Akibatnya, terjadi proses sedimentasi cukup besar karena adanya pengupsan lahan di bagian hulu SKM dengan tingkat kelajuan mencapai 5.000 kubik per meter. Inilah yang menjadi salah satu alasan kuat mengapa sekarang Samarinda dilanda banjir.

Hari ini, lanjutnya, terdapat 24 titik banjir yang tersebar pada 15 kelurahan di Samarinda. Titik banjir tersebut dinilainya rentan meluas karena masifnya pengerukan batu bara dan lahan bekas tambang yang ditinggalkan begitu saja oleh perusahaan, padahal seharusnya lahan tersebut dipulihkan.

Ia melanjutkan, pendapatan negara bukan pajak (PNBP) dari pertambangan batu bara, jauh lebih rendah ketimbang biaya yang harus dikeluarkan untuk mengurangi daya rusak tambang, khususnya banjir yang melanda hingga pusat kota.

"Untuk itu, tidak ada alasan lagi bagi pemerintah tidak melakukan penghentian aktivitas tambang batu bara di Samarinda, karena dampaknya lebih buruk ketimbang manfaatnya bagi masyarakat.

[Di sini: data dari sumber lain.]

PR #252, opened 2024-10-31
IR-519: Automatically group contiguous questions into a page

xoen:
It is possible to group together questions when there is no branching, e.g. one or few questions lead to the next regardless of the answers. This adds that logic.

Of course some of the questions have a lot of possible answers and combine them could lead to pages with a lot of noise on screen.
To prevent this there is some logic to prevent any page to have more than a total number of 20 answers. This is a good rule of thumb and the results seem to be satisfactory: Questions with a lot of answers may not be grouped and questions with yes/no or few answers are naturally grouped together until the limit is reached.

The logic partitions the steps, so that each question only belongs to a single step.
This means that questions with multiple parents (e.g. where branching rejoin) are not grouped into any previous question (but they can be the first question of a group).
The rational for this is that linear questions naturally tend to be on a related topic, while a question which has multiple parents tend to be the beginning of a different area of the questionnaire.

For example, here part of the FINDS questionnaire:

Screenshot 2024-10-31 at 17 55 57

The first 2 questions are grouped together, while the 3rd is not because it has 2 parents.
As you can see the first two questions are grouped and they are about tobacco found, while the 3rd which is not grouped and it is about something else (weapons in this case).

### About the implementation
The grouping is currently done on top of the steps generation. This means the steps are generated as before (one per page) and then the grouping happens on top of this.

The `groupSteps()` is where all the "magic" happens. The tree traversal logic is a bit complicated but it is split into a few nested helper functions which operate on the `steps` (which are modified/merged as it goes).

A few things to note:
- `stepsWithSingleParent` is the Set constructed with the step ids of the steps with a single parent. This is to prevent steps with multiple parents to be grouped, as mentioned above.
- `answersCounts` is a Map that keeps track of how many answers a step currently has. This is important as we want to be sure the total doesn't exceed `MAX_ANSWERS_PER_PAGE`.
- the `groupSteps()` then invokes `groupStepsStartingAt()` with the first question/step.
- `groupStepsStartingAt()` is where the tree traversal logic and grouping happens:
  - the function checks if the step is eligible to be grouped with the following step, that is
    - the step has a single child (no branching)
    - the step is the only parent of the child
    - if the step is not eligible for grouping then we recursively attempt to group its children
  - if the step is eligible then we also check if merging with the single child would result in the step having too many questions.
    - if the merged step would still have a relatively small number of answers the two are merged:
      - the child's `next` value is used as the current step's `next`: As the child would then be the last question on the page this would determine the next step (and the `next` property is where the branching logic is)
      - the child's fields are added to the current step: In practice this simply mean that the child question will be shown in the current step.
      - finally the total number of answers for the current step is updated and the child step is deleted


server/@types/hmpo-form-wizard/index.d.ts
```diff
@@ -54,7 +54,7 @@ declare module 'hmpo-form-wizard' {
             | 'all'
             | 'some'
           value: Value | MultiValue
-          next: string
+          next: string | null
```
ushkarev, line 57: how can a next step condition point nowhere?

ushkarev: oh you mean when this is the final step? i feel that we should come back to this… firstly, the condition should probably be excluded? or perhaps it should point at the report's overview page (once that is wired up)?

server/data/testData/FINDS.ts
```diff
@@ -0,0 +1,5351 @@
...
+    },
+    {
+      prisonerRole: 'SUSPECTED_INVOLVED',
+      onlyOneAllowed: false,
+      active: true,
+    },
+  ],
+} as const
+
+export const steps: FormWizard.Steps = {
```
ushkarev, line 4511: interesting chicken and egg… was this generated?

server/data/incidentTypeConfiguration/formWizard.ts
```diff
@@ -3,6 +3,8 @@ import FormWizard from 'hmpo-form-wizard'
 import type { AnswerConfiguration, IncidentTypeConfiguration, QuestionConfiguration } from './types'
 import QuestionsController from '../../controllers/wip/questionsController'
 
+const MAX_ANSWERS_PER_PAGE = 20
```
ushkarev, line 6: i'm astonished that eslint was not upset 🤣 (ps: i like it)

server/data/incidentTypeConfiguration/formWizard.ts
```diff
@@ -46,9 +48,168 @@ export function generateSteps(config: IncidentTypeConfiguration): FormWizard.Ste
...
+ */
+function groupSteps(steps: FormWizard.Steps) {
+  const answersCounts: Map<string, number> = new Map()
+  const stepsWithSingleParent: Set<string | null> = buildStepsWithSingleParent()
+
+  /**
+   * Get the current number of answers for a given stepId
+   */
+  function getAnswersCountForStep(stepId: string) {
+    if (answersCounts.get(stepId) === undefined) {
```
ushkarev, line 95: how about `answersCounts.has(stepId)`? did that cause one of the many strange js troubles?

server/data/incidentTypeConfiguration/formWizard.ts
```diff
@@ -46,9 +48,168 @@ export function generateSteps(config: IncidentTypeConfiguration): FormWizard.Ste
...
+   * Count the number of answers for a given stepId
+   */
+  function countStepAnswers(stepId: string): number {
+    const step = steps[`/${stepId}`]
+    if (step === undefined) {
+      return 0
+    }
+
+    let count = 0
+    for (const nextStepCondition of Object.values(step.next as unknown as [{ value: string[] }])) {
```
ushkarev, line 111: `step.next` is an array isn't it? so you don't need the `Object.values(…)` wrapper? not that it harms anything, it just threw me as i thought this was an array. (unless it's not lol)

```typescript
for (const nextStepCondition of (step.next as unknown as [{ value: string[] }])) { … }
```

server/@types/hmpo-form-wizard/index.d.ts
xoen: It is very similar to how in the config the next question id is null as it's the final question.

> in any case, it feels weird to state a condition that is checked and matches, but ends up being ignored
why tho? If you answer in a certain way it means you're done it was the final question. It doesn't have to be special from the steps perspective (although of course it would be handled differently)

(bearing in mind potentially the last question may lead to other pages so this may have to be tweaked but it may be done separately from the main steps generation or not)

ushkarev (commented):
i LOVE this

server/@types/hmpo-form-wizard/index.d.ts
ushkarev: i'm looking at it from the point of view of the form wizard library: why would someone get me to check a condition and tell me it leads nowhere?

i'm not asking for a change, just raising a conceptual incongruity haha

ushkarev: >last question may lead to other pages
that is probably best left up to the controller to decide in `getNextStep`

server/data/testData/FINDS.ts
xoen: yeah, this is the generated config that I have moved under testData so that it doesn't change for whatever reason affecting the test.

server/data/incidentTypeConfiguration/formWizard.ts
xoen: eslint should shut it :P

server/data/incidentTypeConfiguration/formWizard.ts
```diff
@@ -46,9 +48,168 @@ export function generateSteps(config: IncidentTypeConfiguration): FormWizard.Ste
...
+    for (const [stepId, count] of stepsParentCount.entries()) {
+      if (count === 1) {
+        result.add(stepId)
+      }
+    }
+
+    return result
+  }
+
+  const startStepId = steps['/'].next as string
```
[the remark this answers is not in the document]
xoen: yeah, essentially "nothing to do"

server/data/incidentTypeConfiguration/formWizard.ts
xoen: to be honest I had to fight with the JS collections so much that I almost gave up at some point...I think `has()` is the proper way to check if a Set has the element but I wouldn't be surprised if does something weird (I'm going to try, tests should either pass or fail, if they pass I'll replace 👌 )

server/data/incidentTypeConfiguration/formWizard.ts
xoen: Correct, `step.next` is the array of `NextStepCondition` so you are right, `Object.values` is somewhat redundant.
Between JS weirdness and TS randomly complaining about things I must have played it safe plus it made it stick more explicit it was an array (as we also have `.next` `string | null` confusingly).

Lemme play with it, TS seems still somewhat happy with this:

```TypeScript
    for (const nextStepCondition of step.next) {
      count += (nextStepCondition as { value: string[] }).value.length
    }
```

which I think reads a bit better possibly?

xoen: https://github.com/ministryofjustice/hmpps-incident-reporting/pull/252/commits/996af61f1844f8fce08443e416b1f949a64f3387 better 👍? worse 👎? I think it's slightly better but I still think not a fan of how we have to cast.

I suppose the challenge for TS with this kind of union types like `A | B | C` is that it doesn't know which one would it be. In this case is the following...

```TypeScript
{
          /** field, op and value. op defaults to '===' */
          field: string
          op?:
            | OperatorFunction
            | '>'
            | '>='
            | '<'
            | '<='
            | '=='
            | '==='
            | '!='
            | 'before'
            | 'after'
            | 'in'
            | 'all'
            | 'some'
          value: Value | MultiValue
          next: string | null
        }
```

I suppose we could have another type for this that we use in the definition of `NextStepCondition` but I think it would be just overcomplicating things possibly (and it may still not be enough because of the `Value | MultiValue`).

In this specific instance we only care about the `value` property being a `string[]` so possibly this is a bit more explicit.

ushkarev: yeah totally. i mean in the absolute general case we'd have to do a whole bunch of `Array.isArray(step.next)` and `'value' in item && Array.isArray(item.value)`. this would make the code worse, but technically appease type checks

ushkarev (approved):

Gubernur harus cabut semua IUP di Samarinda," katanya lagi.

Dilanjutkannya, tahun2008-2010, biaya yang dikeluarkan untuk menanggulangi dampak banjir mencapai Rp107,9 miliar, meningkat hingga menjadi Rp602 miliar periode 2011-2013.

Nilai tersebut belum termasuk biaya rehabilitasi akibat kerusakan jalan umum sebagai dampak kendaraan pengangkut batu bara yang mencapai Rp37,6 miliar, kemudian ditambah biaya yang harus ditanggug warga sekitar pertambangan ketika banjir saat musim hujan dan krisis air saat musim kemarau.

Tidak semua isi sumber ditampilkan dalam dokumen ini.